Collected data:
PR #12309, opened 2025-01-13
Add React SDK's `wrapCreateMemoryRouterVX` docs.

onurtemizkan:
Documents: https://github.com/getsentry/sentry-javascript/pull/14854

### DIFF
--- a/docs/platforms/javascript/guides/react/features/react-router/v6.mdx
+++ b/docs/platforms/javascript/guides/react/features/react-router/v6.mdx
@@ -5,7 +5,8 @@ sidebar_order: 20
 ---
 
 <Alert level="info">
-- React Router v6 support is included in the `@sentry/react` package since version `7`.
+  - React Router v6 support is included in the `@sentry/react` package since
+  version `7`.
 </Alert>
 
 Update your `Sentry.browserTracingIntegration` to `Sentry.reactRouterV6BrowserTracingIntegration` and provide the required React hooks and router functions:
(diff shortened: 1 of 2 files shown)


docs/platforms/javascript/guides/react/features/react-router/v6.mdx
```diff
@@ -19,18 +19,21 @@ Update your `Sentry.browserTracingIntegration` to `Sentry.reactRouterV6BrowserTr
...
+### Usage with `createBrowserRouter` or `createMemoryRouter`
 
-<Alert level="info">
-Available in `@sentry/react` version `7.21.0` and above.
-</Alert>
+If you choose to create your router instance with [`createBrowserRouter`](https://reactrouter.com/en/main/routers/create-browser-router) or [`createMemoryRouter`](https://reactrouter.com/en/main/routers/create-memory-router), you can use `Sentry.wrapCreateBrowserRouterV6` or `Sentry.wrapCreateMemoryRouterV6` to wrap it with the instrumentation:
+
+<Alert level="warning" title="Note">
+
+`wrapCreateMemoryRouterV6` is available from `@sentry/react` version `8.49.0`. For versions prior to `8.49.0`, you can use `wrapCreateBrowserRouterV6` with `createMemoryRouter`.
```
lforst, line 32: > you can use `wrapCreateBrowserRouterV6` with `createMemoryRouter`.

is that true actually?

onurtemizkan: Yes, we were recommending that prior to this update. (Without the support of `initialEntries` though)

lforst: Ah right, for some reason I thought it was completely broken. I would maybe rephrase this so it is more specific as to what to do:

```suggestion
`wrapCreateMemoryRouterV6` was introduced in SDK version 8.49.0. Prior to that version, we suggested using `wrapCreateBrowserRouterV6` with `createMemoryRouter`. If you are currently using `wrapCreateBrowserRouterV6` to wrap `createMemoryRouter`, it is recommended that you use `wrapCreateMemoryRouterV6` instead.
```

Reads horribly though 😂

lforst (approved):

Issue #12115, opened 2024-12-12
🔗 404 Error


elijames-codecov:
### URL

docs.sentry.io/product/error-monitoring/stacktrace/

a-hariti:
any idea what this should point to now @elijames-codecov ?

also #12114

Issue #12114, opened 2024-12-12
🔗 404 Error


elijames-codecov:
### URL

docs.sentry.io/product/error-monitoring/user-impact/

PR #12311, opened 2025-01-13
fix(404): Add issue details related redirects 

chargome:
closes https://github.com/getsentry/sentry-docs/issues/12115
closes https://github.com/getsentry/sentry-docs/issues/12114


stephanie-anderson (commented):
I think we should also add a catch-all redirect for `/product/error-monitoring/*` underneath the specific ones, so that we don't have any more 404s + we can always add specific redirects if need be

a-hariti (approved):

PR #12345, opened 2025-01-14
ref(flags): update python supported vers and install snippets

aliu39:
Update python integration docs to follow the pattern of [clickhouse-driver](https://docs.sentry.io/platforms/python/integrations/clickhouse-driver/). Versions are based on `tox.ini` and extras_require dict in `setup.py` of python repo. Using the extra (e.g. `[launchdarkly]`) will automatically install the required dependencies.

---

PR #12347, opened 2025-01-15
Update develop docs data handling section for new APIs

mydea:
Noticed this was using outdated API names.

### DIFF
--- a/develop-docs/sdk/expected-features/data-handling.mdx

...

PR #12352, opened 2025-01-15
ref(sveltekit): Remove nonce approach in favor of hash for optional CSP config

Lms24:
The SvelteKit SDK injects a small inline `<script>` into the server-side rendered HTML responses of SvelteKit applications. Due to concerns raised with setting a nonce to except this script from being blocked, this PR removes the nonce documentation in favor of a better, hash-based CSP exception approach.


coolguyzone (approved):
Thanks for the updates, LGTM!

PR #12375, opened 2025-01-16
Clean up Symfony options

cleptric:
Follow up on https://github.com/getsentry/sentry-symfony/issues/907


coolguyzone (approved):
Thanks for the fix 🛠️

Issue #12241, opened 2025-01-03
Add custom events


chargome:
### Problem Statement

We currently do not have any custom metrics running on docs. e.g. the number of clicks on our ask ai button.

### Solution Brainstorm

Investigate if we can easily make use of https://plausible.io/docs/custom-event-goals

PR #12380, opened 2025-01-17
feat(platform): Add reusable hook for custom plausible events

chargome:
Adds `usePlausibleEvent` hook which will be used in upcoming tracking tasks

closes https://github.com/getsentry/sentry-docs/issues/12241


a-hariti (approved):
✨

## EXERCISE PROMPT
A copy of each line in the data above that holds the string "getsentry" is needed.

## SOLUTION TO THIS EXERCISE
Documents: https://github.com/getsentry/sentry-javascript/pull/14854
closes https://github.com/getsentry/sentry-docs/issues/12115
closes https://github.com/getsentry/sentry-docs/issues/12114
Follow up on https://github.com/getsentry/sentry-symfony/issues/907
closes https://github.com/getsentry/sentry-docs/issues/12241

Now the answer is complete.